[What the task requires]
Scan the entries below. Report each line where the string "parameters" occurs.

————

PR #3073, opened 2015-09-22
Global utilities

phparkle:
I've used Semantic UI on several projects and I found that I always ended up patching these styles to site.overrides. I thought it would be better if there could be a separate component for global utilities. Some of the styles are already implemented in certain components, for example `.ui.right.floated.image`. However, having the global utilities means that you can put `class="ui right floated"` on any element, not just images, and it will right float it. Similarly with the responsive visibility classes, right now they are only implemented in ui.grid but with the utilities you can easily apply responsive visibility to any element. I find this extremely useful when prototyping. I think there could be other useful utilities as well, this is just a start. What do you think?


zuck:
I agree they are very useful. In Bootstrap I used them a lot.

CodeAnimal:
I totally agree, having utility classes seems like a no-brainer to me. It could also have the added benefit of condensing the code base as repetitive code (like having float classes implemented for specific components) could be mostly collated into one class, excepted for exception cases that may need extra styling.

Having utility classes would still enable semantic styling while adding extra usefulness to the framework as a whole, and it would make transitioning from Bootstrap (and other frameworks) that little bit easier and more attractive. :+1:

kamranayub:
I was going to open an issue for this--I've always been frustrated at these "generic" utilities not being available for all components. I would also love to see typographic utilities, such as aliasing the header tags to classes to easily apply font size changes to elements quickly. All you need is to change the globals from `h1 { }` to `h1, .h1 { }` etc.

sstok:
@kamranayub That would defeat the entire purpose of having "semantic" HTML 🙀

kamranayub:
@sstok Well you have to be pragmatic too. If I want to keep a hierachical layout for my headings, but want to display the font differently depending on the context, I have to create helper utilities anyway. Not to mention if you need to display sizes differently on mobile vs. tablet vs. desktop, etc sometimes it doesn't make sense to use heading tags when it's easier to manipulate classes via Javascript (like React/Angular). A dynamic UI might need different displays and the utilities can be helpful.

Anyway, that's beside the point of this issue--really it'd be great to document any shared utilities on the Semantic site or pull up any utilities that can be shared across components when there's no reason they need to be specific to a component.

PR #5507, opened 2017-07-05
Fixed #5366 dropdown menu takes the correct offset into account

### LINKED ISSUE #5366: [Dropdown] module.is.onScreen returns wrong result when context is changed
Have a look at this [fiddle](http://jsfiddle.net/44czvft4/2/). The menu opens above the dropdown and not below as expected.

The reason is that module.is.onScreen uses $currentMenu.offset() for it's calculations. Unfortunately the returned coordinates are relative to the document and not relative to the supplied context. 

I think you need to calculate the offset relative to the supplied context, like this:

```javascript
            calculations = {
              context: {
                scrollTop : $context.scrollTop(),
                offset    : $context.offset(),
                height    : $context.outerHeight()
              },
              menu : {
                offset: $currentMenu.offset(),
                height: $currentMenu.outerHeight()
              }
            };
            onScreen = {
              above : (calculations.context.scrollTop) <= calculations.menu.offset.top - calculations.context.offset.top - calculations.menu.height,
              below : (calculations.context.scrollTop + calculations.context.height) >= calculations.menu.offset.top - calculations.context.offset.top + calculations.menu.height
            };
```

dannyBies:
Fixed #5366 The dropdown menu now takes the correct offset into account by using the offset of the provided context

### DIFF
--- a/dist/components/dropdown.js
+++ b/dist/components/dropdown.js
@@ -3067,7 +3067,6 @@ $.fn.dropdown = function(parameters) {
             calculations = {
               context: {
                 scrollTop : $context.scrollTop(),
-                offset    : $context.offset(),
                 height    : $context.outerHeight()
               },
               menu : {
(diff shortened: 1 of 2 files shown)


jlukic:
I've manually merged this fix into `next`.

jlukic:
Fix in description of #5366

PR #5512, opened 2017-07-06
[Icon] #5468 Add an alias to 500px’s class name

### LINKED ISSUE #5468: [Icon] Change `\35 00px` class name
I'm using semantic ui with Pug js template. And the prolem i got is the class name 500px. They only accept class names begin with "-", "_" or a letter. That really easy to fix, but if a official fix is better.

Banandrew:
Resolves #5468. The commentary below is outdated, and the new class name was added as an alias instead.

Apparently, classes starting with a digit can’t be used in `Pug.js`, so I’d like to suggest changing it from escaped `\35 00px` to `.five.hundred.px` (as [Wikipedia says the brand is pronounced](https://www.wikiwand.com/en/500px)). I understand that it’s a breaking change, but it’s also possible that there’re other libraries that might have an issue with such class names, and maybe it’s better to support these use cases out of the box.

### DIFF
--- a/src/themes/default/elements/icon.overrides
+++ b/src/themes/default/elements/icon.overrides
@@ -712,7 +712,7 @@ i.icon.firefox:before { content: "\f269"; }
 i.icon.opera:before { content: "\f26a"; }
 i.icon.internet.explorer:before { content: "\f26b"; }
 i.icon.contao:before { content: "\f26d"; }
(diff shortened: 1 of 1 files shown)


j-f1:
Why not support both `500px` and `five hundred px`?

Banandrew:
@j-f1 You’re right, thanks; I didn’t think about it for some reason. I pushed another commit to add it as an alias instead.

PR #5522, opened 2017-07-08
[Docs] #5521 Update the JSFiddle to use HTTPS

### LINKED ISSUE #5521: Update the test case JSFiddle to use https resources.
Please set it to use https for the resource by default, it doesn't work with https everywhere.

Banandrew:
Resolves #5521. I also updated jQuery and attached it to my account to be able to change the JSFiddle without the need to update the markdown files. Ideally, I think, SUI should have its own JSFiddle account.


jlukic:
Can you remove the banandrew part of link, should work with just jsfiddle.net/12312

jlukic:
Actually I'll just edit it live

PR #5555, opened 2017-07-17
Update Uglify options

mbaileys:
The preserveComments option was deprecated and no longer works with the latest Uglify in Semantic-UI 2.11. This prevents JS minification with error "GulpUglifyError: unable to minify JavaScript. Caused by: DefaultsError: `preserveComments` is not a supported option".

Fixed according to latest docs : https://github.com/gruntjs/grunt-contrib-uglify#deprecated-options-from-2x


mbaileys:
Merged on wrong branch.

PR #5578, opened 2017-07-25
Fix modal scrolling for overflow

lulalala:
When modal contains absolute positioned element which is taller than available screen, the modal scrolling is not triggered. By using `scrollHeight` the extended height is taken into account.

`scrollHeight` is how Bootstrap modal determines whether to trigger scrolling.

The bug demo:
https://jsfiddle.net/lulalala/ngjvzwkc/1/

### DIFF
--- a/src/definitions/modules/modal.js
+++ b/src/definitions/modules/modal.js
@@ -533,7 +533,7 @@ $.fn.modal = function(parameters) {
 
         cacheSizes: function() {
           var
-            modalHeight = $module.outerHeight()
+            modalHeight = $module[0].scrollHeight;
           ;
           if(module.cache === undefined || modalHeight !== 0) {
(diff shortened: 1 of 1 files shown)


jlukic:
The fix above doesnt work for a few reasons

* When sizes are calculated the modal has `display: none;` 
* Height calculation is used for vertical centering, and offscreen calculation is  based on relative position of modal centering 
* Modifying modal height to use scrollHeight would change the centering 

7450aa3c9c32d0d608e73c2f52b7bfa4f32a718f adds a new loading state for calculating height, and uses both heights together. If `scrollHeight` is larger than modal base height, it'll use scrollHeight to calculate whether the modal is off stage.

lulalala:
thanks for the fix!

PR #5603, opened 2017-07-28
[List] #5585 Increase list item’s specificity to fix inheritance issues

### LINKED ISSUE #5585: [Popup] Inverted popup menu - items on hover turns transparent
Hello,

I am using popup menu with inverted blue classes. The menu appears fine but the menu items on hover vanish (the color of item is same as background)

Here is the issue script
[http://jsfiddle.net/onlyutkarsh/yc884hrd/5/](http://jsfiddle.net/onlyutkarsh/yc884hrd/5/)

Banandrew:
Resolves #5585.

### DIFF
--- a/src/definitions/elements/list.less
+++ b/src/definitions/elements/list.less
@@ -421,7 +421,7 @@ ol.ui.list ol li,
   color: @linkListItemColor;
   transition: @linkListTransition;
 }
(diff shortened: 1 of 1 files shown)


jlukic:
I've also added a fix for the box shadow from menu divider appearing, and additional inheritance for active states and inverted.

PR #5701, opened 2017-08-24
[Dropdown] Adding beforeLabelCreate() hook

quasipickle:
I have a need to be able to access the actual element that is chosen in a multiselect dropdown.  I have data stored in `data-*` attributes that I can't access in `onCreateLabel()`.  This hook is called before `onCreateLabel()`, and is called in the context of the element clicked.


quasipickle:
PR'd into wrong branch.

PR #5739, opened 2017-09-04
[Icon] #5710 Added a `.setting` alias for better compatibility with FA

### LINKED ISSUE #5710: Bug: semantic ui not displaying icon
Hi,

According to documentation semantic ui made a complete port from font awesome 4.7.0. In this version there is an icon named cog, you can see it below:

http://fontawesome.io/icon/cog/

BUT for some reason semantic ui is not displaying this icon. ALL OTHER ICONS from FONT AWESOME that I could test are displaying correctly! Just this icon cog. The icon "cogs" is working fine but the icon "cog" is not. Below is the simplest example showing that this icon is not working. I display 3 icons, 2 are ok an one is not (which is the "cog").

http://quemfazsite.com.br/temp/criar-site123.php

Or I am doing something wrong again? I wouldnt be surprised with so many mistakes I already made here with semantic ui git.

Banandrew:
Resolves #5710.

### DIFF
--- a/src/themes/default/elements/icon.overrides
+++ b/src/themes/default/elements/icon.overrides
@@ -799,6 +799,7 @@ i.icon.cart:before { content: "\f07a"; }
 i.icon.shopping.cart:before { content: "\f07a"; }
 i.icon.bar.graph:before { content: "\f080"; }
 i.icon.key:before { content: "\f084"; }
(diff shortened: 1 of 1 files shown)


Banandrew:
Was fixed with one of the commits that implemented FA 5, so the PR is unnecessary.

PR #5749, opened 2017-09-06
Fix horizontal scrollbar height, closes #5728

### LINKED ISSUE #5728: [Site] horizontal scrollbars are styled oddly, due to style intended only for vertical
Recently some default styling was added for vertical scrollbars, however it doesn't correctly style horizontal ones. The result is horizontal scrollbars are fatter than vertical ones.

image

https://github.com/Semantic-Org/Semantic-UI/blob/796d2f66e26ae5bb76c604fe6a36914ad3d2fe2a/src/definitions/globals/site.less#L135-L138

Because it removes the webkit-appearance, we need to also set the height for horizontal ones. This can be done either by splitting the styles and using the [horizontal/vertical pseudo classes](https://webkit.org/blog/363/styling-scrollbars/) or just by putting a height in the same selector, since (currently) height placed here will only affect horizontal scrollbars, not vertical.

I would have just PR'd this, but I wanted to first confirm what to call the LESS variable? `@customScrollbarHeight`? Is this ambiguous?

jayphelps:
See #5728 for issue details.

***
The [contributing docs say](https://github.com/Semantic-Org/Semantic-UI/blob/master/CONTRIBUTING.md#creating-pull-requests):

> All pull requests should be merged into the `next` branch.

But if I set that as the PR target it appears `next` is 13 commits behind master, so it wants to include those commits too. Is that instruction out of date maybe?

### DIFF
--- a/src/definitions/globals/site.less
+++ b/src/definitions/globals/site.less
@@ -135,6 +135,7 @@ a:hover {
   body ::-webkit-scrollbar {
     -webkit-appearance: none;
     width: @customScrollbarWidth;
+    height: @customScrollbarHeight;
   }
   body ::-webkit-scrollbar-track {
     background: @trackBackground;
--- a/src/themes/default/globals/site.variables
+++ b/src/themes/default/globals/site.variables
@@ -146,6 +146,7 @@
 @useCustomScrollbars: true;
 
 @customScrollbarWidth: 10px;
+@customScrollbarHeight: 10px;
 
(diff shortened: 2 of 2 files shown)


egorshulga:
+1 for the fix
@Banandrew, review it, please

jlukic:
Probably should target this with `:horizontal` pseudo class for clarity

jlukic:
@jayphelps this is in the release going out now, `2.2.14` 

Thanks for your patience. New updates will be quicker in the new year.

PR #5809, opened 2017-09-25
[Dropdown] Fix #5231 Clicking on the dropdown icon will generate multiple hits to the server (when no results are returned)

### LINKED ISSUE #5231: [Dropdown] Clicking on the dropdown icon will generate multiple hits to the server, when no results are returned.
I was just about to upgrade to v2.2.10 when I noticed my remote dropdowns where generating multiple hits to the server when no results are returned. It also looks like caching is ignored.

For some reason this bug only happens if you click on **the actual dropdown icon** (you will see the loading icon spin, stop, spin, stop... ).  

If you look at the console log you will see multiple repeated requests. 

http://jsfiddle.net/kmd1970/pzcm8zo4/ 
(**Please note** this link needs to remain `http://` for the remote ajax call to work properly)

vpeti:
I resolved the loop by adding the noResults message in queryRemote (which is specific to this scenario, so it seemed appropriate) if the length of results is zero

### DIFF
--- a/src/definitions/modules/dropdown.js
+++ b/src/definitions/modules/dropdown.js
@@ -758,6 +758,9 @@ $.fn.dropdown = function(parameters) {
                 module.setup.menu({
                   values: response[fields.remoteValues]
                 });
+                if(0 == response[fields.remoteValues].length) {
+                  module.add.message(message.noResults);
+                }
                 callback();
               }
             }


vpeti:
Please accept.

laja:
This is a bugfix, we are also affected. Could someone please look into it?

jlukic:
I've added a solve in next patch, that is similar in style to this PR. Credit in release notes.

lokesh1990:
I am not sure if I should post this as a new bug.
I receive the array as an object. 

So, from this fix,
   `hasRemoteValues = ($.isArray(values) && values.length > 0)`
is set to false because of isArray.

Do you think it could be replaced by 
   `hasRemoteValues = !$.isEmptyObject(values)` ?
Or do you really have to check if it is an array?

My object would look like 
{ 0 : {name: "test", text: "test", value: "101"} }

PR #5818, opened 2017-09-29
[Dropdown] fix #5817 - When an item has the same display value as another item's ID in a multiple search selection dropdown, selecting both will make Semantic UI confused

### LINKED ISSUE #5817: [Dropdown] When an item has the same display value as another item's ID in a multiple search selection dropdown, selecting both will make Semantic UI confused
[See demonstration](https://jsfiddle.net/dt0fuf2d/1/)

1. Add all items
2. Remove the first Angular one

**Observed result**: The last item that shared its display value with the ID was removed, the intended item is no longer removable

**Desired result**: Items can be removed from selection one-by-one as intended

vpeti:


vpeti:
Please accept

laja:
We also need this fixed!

————

[Solution to the problem]
@@ -3067,7 +3067,6 @@ $.fn.dropdown = function(parameters) {
@@ -533,7 +533,7 @@ $.fn.modal = function(parameters) {
@@ -758,6 +758,9 @@ $.fn.dropdown = function(parameters) {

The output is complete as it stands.